Seperti diketahui, lagi-lagi DKI Jakarta dilanda banjir setelah hujan deras mengguyur pada Selasa (25/2) kemarin. Gubernur DKI Jakarta Anies Baswedan menjadi sorotan karena bencana banjir terus berulang. Solusi Anies dalam menangani banjir Jakarta pun dipersoalkan.

Sebagaimana diketahui, Jakarta sudah berulang kali dilanda banjir di awal tahun 2020. Tercatat, banjir pernah terjadi pada 1 Januari 2020, 23 Febuari 2020 dan kini 25 Februari 2020. Berdasarkan data terbaru BPBD DKI, hingga kini masih ada 9.890 jiwa yang masih mengungsi di 82 lokasi pengungsian akibat banjir kemarin.

Anies Kunjungi Titik-titik Banjir di Jakarta Hari Ini

Gubernur DKI Jakarta Anies Baswedan hari ini diketahui berkunjung ke titik-titik banjir di Jakarta. Berdasarkan informasi dari Pemprov DKI Jakarta, Anies melakukan kunjungan ke Pulogadung, Jakarta Timur.

Hal itu juga terlihat dari postingan Instagram story yang diunggah Anies. Sekitar pukul 11.38 WIB Anies berada di Pulogadung. Dia membubuhi keterangan 'meninjau penuntasan penanganan banjir' dalam setiap unggahannya. Selain Pulogadung, Anies juga mengunjungi kawasan Rawa Indah di Jakarta Utara.

Pada Selasa (25/2) lalu, Anies juga memantau banjir Pintu Air Manggarai untuk mengecek kondisi banjir di Jakarta. Anies mengatakan pihaknya tengah bekerja guna menangani banjir.

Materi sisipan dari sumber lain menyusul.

PR #3573, opened 2026-04-15
tpm2_getekcertificate: Improve determination of the Intel certificate.

### LINKED ISSUE #3559: tpm2_getekcertificate: Intel EK cert parsing assumes JSON, but Intel endpoint returns XML
## Summary

The current Intel EK certificate parsing logic appears to be built around a JSON response format. However, the Intel EK cert service endpoint used by the [integration test](https://github.com/tpm2-software/tpm2-tools/blob/29e23a6e51d82434073797efece68500ad301024/test/integration/tests/getekcertificate.sh) returns XML. Additionally, the parser uses a hard-coded pointer offset *with a typo that changes the offset length*. Despite this, the integration test currently passes, seemingly due to accidental alignment rather than correct parsing.

### 1. Current implementation assumes a JSON response

The code path for Intel certificates is designed around a JSON payload. 

- It may check whether the response starts with the JSON prefix `{"pubhash`.
  https://github.com/tpm2-software/tpm2-tools/blob/29e23a6e51d82434073797efece68500ad301024/tools/tpm2_getekcertificate.c#L1200-L1203

- It locates the substring `"certificate"` using `strstr()` (which returns a pointer to the first 'c').
  https://github.com/tpm2-software/tpm2-tools/blob/29e23a6e51d82434073797efece68500ad301024/tools/tpm2_getekcertificate.c#L1217-L1218

- It then advances that pointer by a fixed offset corresponding to the expected JSON prefix `"certificate" : ` to reach the certificate value, and proceeds to decode/unescape it.
  https://github.com/tpm2-software/tpm2-tools/blob/29e23a6e51d82434073797efece68500ad301024/tools/tpm2_getekcertificate.c#L1159-L1161

### 2. The Intel EK cert service endpoint actually returns XML

The Intel endpoint used by the integration test `https://ekop.intel.com/ekcertservice/<pubhash>` returns an XML response of the form:

```xml
<RetrievalResponse>
  <pubhash>WVEG2rRwkQ7m3RpXlUphgo6Y2HLxl18h6ZZkkOAdnBE%3D</pubhash>
  <certificate>MIIE...</certificate>
</RetrievalResponse>
```

This does not match the JSON format the parser is written for.

Example URL: <https://ekop.intel.com/ekcertservice/WVEG2rRwkQ7m3RpXlUphgo6Y2HLxl18h6ZZkkOAdnBE%3D>

### 3. The hard-coded offset contains a typo (length mismatch)

The pointer is currently advanced by the length of `certficate\" : ` (note the missing 'i' in "certificate"). See the code quoted the previous section.

This offset length differs from what the code intends (a JSON prefix based on "certificate"). Nevertheless, the integration test passes today, apparently due to coincidence (i.e., the incorrect offset happens to land at a workable position for the XML response/whitespace layout).

## Why this matters

- The parsing is fragile and appears to rely on undefined/accidental behavior.
- Fixing the typo to the "correct" string changes behavior and causes the integration test to fail, indicating the parsing is not robust and likely not actually parsing the intended structure.
- Depending on response formatting (whitespace/newlines) or service changes, this could break unexpectedly.

## Suggested fix

- Stop using hard-coded `strlen()`-based pointer offsets.
- Detect/handle XML vs JSON explicitly (or always support XML for the Intel service), and extract the certificate payload using proper delimiters:
  - XML: extract between `<certificate>` and `</certificate>` (trim whitespace)
  - JSON: locate the `"certificate"` field and parse the value without fixed offsets
- Add NULL checks/error handling when expected fields are missing.

JuergenReppSIT:
Improve pointer determination for the Intel certificate field, which previously worked by coincidence despite a typo. Fixes: #3559

### DIFF
--- a/tools/tpm2_getekcertificate.c
+++ b/tools/tpm2_getekcertificate.c
@@ -1167,7 +1167,22 @@ static tool_rc process_input(ESYS_CONTEXT *ectx) {
 
 static char *base64_decode(char **split, unsigned int cert_length) {
 
-    *split += strlen("certficate\" : ");
+    *split += strlen("certificate\"");
+    while (*split && **split == ' ')
+        ++*split;
+
+    if (**split != ':')
+        return NULL;
+    ++*split;
+
+    while (*split && **split == ' ')
+        ++*split;
+
+    if (**split != '"')
+        return NULL;
+
+    ++*split;
+
     char *final_string = NULL;
     int outlen;
     CURL *curl = curl_easy_init();


JuergenReppSIT:
was replaced by #3574

PR #3585, opened 2026-05-22
Codechecker fixes

moritzbuhl:


tools/misc/tpm2_print.c
```diff
@@ -301,10 +301,12 @@ static bool print_TPMS_CONTEXT(FILE *fstream) {
      */
     UINT32 version;
```
moritzbuhl: `version = 0` could also work. Any preferences?

JuergenReppSIT: `version` should be initalized by `files_read_header` so wouldn't need to be initialized?

moritzbuhl: If `check_magic` in `files_read_header`fails, `version` is uninitialized.
Which would mean `files_read_32` and `readx` failed.

JuergenReppSIT: OK so perhaps we should initialize version with 0 and remove  ` if (!old_format) ` after `print_context:`?

JuergenReppSIT (approved):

"Penanganannya sedang kami kerjakan, karena itu kalau boleh izinkan kami bekerja sehingga fokusnya pada warga Jakarta," kata Anies di Pintu Air Manggarai, Jakarta Selatan, Selasa (25/2).

Anies mengatakan fokusnya kali ini memastikan semua warga yang terkena dampak banjir bisa dievakuasi. Kesehatan dan ketersediaan logistik di tempat pengungsian, lanjut Anies, juga menjadi fokus.

"Tempat pengungsian makanannya cukup, kesehatan terjamin sehingga mereka bisa kembali ke rumahnya ketika banjir surut," ujar Anies.

Sekda DKI Bela Anies: Baru 2 Tahun

Sekretaris Daerah (Sekda) DKI Jakarta, Saefullah membela Gubernur DKI Jakarta Anies Baswedan soal kemunculan spanduk yang menyindir penanganan banjir di DKI. Saefullah meminta masyarakat memberikan kesempatan kepada Anies dalam penanganan banjir.

"Kerja baru dua tahun. kemarin, ah sudah lah. Kasih terus kesempatan sampai masanya dua tahun ini....kemarin juga disampaikan oleh Bang Yos juga. Tidak ada satupun gubernur yang luput di masanya dari banjir. Artinya setiap tahun musim banjir pasti banjir," kata Saefullah di Balai Kota DKI, Jalan Medan Merdeka Selatan, Jakarta Pusat, Rabu (26/2/2020).

Saefullah mengatakan Pemprov DKI tetap memikirkan antisipasi banjir di Jakarta. Dia membandingkan dengan kota lainnya di Pulau Jawa yang juga mengalami banjir.

"Itu pasti. Pulau Jawa dari Banten, Tangerang, Jakarta, Bogor, Jawa barat di berbagai kotanya, Jawa tengah di berbagai kotanya, Jawa Timur di berbagai kotanya ada banjir," ujarnya.

"Jadi dinikmati saja. Itu soal manajemen air. Tubuh kita 2/3 persen air. Sering keluar air banyak, kepala, atau mana, air mata aja harus ada manajemen," sambungnya.